**WHAT THE TASK REQUIRES**
The response should contain only those lines of the entries below that include the string "scitype".

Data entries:
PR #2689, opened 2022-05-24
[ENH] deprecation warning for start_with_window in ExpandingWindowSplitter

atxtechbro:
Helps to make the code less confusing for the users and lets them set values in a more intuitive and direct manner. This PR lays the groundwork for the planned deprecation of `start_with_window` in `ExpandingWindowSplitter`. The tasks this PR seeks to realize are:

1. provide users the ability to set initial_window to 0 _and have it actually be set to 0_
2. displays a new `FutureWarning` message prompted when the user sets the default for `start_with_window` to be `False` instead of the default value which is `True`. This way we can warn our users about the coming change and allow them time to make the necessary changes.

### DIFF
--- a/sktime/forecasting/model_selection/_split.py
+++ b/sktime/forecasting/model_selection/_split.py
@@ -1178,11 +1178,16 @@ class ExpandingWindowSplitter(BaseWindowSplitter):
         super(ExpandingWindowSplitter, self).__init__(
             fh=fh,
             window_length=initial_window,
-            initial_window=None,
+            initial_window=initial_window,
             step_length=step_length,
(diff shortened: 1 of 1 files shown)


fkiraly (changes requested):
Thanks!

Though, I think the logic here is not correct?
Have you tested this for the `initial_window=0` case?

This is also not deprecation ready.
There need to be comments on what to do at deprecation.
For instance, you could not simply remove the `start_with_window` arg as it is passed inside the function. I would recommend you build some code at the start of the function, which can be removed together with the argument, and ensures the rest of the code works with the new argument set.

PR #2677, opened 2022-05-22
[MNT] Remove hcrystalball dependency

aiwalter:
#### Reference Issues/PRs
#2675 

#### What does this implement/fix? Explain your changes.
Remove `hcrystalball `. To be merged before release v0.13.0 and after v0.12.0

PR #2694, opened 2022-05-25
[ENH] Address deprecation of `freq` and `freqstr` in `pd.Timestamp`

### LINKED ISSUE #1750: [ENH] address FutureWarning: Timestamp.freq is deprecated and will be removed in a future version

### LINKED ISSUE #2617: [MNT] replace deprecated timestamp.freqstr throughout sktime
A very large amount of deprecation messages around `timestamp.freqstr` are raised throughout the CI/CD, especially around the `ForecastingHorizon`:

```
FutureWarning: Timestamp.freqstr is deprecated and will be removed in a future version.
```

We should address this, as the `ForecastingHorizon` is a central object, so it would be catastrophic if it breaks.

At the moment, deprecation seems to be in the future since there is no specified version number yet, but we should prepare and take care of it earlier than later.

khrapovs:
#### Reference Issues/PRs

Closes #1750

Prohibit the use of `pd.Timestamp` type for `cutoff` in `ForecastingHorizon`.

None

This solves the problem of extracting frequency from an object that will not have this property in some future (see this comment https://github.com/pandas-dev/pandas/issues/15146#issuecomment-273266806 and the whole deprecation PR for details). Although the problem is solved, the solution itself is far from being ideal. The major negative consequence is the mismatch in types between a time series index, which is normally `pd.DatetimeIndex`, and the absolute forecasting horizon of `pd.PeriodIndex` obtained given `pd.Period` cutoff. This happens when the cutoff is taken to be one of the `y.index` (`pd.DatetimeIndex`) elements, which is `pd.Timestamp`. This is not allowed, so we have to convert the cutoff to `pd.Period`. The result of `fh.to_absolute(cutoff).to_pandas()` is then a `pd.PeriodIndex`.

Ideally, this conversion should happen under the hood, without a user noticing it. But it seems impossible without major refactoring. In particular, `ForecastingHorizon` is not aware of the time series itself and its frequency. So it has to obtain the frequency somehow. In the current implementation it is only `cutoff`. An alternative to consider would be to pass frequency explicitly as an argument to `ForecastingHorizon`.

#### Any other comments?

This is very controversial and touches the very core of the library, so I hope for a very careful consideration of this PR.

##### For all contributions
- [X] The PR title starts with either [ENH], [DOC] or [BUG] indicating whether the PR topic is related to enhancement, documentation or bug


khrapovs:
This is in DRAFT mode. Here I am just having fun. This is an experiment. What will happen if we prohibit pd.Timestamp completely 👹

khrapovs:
...
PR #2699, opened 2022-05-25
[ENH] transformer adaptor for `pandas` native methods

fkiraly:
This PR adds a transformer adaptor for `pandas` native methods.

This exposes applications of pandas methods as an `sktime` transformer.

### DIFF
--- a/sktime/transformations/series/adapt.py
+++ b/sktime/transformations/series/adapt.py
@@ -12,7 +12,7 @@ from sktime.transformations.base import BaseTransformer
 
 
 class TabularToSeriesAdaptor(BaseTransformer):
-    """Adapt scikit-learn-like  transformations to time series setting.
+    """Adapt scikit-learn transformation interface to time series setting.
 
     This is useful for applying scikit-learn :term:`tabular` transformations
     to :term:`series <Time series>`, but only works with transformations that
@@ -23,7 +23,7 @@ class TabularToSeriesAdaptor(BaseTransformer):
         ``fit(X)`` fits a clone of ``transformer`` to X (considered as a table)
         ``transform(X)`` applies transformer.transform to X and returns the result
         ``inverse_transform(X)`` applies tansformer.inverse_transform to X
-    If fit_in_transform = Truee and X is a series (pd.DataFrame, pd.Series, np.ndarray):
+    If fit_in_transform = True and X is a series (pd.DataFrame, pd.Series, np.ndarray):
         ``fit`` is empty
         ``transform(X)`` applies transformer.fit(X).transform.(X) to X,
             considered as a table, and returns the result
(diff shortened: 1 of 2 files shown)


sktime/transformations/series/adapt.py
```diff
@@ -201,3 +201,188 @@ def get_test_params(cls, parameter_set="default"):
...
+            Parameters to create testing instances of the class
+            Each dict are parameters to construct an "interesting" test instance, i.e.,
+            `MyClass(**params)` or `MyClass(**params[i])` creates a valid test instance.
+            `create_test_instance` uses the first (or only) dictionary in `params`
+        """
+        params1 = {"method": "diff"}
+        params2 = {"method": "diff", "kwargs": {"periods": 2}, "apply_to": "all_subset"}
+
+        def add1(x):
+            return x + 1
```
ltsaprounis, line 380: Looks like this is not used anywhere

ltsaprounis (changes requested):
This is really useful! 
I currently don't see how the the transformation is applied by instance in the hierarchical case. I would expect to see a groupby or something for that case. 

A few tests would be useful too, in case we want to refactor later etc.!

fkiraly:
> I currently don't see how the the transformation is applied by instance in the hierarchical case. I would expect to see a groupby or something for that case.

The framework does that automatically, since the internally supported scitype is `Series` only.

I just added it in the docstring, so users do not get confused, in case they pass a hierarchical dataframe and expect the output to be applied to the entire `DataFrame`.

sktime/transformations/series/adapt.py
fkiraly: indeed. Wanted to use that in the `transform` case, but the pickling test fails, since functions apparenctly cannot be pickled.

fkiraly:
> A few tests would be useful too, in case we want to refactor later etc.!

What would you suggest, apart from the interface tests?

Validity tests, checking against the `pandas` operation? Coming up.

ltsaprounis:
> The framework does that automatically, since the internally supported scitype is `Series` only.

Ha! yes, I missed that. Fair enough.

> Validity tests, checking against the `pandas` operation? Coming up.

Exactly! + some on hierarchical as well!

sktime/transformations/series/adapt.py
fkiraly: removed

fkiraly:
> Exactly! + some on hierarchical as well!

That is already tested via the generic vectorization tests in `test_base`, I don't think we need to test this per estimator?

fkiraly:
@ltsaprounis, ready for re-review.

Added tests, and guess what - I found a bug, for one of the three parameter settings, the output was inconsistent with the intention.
* * *
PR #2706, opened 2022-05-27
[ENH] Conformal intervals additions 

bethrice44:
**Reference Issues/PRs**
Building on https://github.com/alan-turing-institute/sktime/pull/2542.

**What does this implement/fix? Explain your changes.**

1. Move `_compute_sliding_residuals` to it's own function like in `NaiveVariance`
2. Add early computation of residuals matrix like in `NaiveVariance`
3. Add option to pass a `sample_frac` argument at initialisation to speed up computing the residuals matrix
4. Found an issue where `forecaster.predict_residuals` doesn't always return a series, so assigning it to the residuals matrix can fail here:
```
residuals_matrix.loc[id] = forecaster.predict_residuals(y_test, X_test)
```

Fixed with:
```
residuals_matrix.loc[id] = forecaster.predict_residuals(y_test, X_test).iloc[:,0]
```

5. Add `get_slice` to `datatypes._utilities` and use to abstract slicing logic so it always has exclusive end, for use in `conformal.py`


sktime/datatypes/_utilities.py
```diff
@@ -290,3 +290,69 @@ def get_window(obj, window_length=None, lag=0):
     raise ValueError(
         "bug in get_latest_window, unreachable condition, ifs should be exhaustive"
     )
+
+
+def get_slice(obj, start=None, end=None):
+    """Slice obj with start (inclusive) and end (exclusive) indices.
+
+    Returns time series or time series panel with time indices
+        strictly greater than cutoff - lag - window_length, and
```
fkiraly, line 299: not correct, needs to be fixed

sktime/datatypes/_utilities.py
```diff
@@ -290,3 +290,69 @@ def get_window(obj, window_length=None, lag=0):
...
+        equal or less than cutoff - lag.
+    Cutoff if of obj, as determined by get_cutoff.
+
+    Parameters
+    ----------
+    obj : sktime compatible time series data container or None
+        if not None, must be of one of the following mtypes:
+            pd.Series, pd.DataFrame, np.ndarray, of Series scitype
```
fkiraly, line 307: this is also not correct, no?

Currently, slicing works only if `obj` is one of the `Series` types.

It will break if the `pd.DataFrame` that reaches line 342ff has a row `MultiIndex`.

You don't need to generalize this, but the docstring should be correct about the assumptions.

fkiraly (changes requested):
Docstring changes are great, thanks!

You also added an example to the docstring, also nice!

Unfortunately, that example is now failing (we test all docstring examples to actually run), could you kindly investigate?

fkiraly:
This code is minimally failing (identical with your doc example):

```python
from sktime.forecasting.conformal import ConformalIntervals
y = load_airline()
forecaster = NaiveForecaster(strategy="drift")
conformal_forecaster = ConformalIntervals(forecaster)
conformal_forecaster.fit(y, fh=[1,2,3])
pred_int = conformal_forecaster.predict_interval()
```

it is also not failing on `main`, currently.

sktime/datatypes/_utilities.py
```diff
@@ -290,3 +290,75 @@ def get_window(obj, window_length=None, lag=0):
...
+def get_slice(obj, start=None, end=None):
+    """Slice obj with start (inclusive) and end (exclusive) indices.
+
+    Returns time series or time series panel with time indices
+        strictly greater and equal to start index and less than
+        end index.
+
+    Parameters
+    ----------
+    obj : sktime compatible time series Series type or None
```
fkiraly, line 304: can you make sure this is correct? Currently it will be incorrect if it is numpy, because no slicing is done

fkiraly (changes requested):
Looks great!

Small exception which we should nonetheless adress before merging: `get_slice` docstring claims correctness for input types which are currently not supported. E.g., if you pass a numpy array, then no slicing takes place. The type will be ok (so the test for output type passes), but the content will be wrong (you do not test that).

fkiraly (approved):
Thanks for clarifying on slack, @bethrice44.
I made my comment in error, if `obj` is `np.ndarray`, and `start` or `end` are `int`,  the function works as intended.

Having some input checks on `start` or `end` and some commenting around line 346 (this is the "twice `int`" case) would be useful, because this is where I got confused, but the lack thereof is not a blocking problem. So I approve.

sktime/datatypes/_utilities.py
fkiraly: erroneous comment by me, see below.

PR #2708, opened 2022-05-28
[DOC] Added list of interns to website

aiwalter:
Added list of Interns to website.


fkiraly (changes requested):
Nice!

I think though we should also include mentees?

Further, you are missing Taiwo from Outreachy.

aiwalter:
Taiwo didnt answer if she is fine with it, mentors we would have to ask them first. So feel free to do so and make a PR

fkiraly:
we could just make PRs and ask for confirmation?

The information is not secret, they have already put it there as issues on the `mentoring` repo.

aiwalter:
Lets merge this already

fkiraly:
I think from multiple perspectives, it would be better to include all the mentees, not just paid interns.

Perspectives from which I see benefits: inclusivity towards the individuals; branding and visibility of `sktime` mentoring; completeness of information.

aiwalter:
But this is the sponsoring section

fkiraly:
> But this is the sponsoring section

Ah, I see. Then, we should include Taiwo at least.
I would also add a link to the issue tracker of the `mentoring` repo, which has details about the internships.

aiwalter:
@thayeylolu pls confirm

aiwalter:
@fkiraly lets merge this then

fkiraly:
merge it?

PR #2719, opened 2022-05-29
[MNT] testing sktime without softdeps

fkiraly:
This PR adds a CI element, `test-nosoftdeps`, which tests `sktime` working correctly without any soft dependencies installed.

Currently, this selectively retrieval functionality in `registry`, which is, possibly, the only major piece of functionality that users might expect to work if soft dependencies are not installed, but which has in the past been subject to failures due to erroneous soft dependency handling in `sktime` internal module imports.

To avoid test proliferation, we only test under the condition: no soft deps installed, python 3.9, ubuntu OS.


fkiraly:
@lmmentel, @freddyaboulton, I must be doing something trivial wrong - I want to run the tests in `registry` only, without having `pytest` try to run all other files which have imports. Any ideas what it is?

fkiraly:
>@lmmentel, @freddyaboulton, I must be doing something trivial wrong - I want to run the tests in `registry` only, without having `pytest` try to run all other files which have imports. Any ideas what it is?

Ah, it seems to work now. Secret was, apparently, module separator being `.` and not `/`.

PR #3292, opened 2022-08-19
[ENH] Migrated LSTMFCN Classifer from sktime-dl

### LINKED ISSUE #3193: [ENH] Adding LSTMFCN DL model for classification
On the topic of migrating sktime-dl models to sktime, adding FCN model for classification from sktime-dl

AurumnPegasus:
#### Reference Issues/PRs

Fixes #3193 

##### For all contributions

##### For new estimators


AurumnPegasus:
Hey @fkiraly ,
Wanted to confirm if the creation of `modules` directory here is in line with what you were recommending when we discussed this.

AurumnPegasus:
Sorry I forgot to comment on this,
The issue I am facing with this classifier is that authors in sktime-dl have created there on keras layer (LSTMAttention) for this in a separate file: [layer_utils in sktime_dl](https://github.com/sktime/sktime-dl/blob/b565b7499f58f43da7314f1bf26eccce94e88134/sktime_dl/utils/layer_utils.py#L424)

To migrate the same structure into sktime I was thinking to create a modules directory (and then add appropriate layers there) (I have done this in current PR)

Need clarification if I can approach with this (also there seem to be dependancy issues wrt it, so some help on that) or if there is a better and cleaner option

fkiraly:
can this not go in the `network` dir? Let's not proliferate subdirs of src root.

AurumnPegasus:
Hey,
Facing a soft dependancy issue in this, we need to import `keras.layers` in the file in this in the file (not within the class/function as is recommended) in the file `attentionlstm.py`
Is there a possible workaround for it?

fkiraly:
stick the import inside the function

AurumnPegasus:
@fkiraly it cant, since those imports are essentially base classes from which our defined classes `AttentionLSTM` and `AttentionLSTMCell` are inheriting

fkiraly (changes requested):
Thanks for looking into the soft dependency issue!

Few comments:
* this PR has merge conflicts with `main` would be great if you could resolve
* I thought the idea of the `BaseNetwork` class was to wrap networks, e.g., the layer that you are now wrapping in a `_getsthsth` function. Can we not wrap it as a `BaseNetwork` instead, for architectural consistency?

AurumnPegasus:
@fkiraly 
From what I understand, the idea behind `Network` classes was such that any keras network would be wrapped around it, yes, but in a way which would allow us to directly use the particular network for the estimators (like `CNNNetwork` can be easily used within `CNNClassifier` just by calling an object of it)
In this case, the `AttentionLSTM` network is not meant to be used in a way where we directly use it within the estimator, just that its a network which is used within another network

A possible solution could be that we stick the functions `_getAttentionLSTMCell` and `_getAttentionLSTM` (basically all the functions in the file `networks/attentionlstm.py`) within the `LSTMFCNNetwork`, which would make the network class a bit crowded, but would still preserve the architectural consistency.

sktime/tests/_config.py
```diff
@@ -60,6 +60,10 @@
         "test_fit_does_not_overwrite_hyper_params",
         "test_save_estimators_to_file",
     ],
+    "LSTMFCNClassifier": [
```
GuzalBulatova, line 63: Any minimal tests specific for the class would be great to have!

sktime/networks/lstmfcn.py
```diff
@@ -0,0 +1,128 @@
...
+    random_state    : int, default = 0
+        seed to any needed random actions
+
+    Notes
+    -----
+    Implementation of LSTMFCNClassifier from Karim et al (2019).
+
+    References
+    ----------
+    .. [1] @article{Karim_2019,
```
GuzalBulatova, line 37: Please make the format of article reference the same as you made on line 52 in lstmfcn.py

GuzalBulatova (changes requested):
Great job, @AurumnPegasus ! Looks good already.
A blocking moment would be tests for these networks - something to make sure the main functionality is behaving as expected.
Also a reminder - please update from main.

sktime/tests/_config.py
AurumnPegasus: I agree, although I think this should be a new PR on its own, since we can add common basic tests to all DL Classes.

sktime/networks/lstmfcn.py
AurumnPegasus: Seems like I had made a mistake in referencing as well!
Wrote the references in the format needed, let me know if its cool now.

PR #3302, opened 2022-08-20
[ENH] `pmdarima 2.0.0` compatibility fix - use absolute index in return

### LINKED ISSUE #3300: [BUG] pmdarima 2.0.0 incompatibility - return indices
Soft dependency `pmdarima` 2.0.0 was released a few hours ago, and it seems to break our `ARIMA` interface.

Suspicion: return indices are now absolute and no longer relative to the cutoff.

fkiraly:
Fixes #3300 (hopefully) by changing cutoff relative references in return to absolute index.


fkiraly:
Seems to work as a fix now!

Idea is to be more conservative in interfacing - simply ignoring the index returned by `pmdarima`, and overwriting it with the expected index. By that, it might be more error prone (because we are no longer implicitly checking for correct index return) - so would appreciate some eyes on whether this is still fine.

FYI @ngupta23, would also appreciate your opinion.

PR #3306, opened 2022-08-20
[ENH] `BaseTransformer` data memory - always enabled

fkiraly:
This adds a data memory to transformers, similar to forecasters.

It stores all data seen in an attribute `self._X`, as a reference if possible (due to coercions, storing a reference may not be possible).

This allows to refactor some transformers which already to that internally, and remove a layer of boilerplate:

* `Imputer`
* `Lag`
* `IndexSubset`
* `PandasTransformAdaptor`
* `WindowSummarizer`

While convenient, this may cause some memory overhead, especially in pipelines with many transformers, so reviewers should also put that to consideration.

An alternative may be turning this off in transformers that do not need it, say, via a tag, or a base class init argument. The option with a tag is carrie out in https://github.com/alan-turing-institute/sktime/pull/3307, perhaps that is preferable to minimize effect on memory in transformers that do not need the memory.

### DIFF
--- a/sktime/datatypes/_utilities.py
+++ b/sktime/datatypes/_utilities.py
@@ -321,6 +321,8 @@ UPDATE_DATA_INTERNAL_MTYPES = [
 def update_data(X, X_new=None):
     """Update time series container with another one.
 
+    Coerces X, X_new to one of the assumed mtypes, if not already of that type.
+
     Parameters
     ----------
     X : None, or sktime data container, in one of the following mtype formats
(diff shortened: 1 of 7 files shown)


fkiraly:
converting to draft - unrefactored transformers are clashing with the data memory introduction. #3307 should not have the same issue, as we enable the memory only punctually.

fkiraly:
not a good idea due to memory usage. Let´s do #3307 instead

**RESPONSE BELOW**
The framework does that automatically, since the internally supported scitype is `Series` only.
> The framework does that automatically, since the internally supported scitype is `Series` only.
+            pd.Series, pd.DataFrame, np.ndarray, of Series scitype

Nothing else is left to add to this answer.